■ PROVIDED RECORDS ■

# # # #

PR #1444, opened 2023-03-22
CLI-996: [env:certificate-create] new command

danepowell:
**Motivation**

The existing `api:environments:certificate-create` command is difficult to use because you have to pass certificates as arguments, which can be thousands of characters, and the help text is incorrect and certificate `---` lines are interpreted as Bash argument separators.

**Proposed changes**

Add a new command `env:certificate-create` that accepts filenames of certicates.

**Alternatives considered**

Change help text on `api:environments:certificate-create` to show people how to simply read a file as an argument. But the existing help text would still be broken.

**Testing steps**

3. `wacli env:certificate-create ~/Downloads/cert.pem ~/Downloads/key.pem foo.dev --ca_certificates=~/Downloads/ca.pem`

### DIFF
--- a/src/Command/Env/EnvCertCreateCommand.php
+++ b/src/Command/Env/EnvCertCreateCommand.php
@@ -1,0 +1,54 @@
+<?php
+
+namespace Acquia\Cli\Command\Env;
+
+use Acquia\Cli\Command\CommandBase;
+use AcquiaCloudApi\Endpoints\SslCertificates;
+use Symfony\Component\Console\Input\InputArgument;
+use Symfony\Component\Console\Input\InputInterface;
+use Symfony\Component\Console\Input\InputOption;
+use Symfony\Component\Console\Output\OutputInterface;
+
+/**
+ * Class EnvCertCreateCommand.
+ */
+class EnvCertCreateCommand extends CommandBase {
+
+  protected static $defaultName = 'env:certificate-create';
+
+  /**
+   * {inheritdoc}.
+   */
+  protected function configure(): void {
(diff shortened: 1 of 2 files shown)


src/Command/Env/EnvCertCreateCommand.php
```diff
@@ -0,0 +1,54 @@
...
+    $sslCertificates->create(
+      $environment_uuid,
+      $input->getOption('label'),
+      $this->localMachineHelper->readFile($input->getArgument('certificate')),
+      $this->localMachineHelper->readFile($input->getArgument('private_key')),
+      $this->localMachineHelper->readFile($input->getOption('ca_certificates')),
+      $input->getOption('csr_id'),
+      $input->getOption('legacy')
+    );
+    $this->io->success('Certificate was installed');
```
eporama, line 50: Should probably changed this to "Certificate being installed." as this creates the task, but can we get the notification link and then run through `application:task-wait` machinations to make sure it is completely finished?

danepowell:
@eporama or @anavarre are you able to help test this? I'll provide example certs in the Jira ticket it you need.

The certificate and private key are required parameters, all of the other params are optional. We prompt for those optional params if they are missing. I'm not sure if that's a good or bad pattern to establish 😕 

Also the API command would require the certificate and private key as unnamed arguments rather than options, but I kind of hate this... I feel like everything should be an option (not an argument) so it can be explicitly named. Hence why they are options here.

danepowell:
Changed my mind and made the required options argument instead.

# # # #

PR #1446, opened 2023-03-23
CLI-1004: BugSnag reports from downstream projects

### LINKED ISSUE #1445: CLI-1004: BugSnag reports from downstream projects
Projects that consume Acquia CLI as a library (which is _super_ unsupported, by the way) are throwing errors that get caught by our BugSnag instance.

# # # #

Reproduce all lines from the records above that include the word "Component".

■ EXERCISE ANSWER ■
+use Symfony\Component\Console\Input\InputArgument;
+use Symfony\Component\Console\Input\InputInterface;
+use Symfony\Component\Console\Input\InputOption;
+use Symfony\Component\Console\Output\OutputInterface;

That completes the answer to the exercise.